Segment Start: SUPPLIED ENTRIES

PR #5832, opened 2024-09-30
grt: FastRoute updateCongestionHistory refactor

joaomai:
The edge update that each up_type did was very similar, with small adjustments in the `else if (!stop_decreasing)` based on the up_type. 

Since the code is very particular to updateCongestionHistory and can hardly be used elsewhere, I've decided to keep the updateEdge function inside updateCongestionHistory.


src/grt/src/fastroute/include/FastRoute.h
```diff
@@ -269,7 +269,9 @@ class FastRouteCore
                      const int L,
                      float& slack_th);
   void convertToMazeroute();
-  void updateCongestionHistory(const int upType, bool stopDEC, int& max_adj);
```
eder-matheus, line 272: Any particular reason to change the `updateCongestionHistory` to return an int instead of updating the `max_adj` var in the reference? This is one of the reasons the build is failing: max_adj is not initialized the first time it is used here.

joaomai: I've changed it to return an int instead of updating `max_adj` via reference to make it more explicit that the function is updating `max_adj` in the caller's code. Should I revert it to update via reference?

eder-matheus: I think it would be better, because it doesn't make much sense to me an update function returning a value. Keeping the reference will also fix the build issue.

eder-matheus (approved):

PR #5833, opened 2024-09-30
grt: disallow 1-track gcell near macro obstructions

eder-matheus:
Fixes https://github.com/The-OpenROAD-Project/OpenROAD-flow-scripts/issues/2382.

The two DRCs in asap7/swerv_wrapper are caused because GRT is using the only free track in M3 inside of a GCell that overlaps with a macro. When DRT uses this track, a violation happens in a M2-M3 via.

This PR disallows GRT to use single-track gcells that overlaps with macros to avoid via violations with the macro obstruction.


eder-matheus:
Metrics update here: https://github.com/The-OpenROAD-Project/OpenROAD-flow-scripts/pull/2404

maliberty (approved):

PR #5834, opened 2024-09-30
gpl: mbff clock pin issue fix

therealshreyas:
IsClockPin() returned true for various pins in the synthetic ASAP7 MBFFs due to sta::Pin* -- removed for now.


maliberty:
I think this is just papering over whatever the real problem is.  I think the connectivity is so corrupted that clock appears to propagate to nets that make no sense.  For example
image

clk goes CLK, D0, QN1.  I would rather find the root cause then take this and have little confidence that there aren't other less obvious connectivity bugs.

maliberty (approved):

PR #5840, opened 2024-10-01
gui: fix coverity issues

gadfort:


src/gui/src/staDescriptors.cpp
```diff
@@ -204,7 +204,8 @@ Descriptor::Properties LibertyLibraryDescriptor::getProperties(
 
   SelectionSet corners;
   for (auto* corner : *sta_->corners()) {
-    for (const auto min_max : {sta::MinMax::min(), sta::MinMax::max()}) {
+    for (const sta::MinMax* min_max :
+         {sta::MinMax::min(), sta::MinMax::max()}) {
```
maliberty, line 208: What was the issue here?

maliberty (approved):

src/gui/src/staDescriptors.cpp
gadfort: auto vs. auto&, I just made it explicit that these are pointers.

maliberty: Weird I don't see why you need a reference to the pointer.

Segment End: SUPPLIED ENTRIES

▶ _PROBLEM REQUIREMENTS_:
The answer should be a bare number: the count of lines above in which the word "const" occurs.

▶ _SOLVED EXERCISE_:
4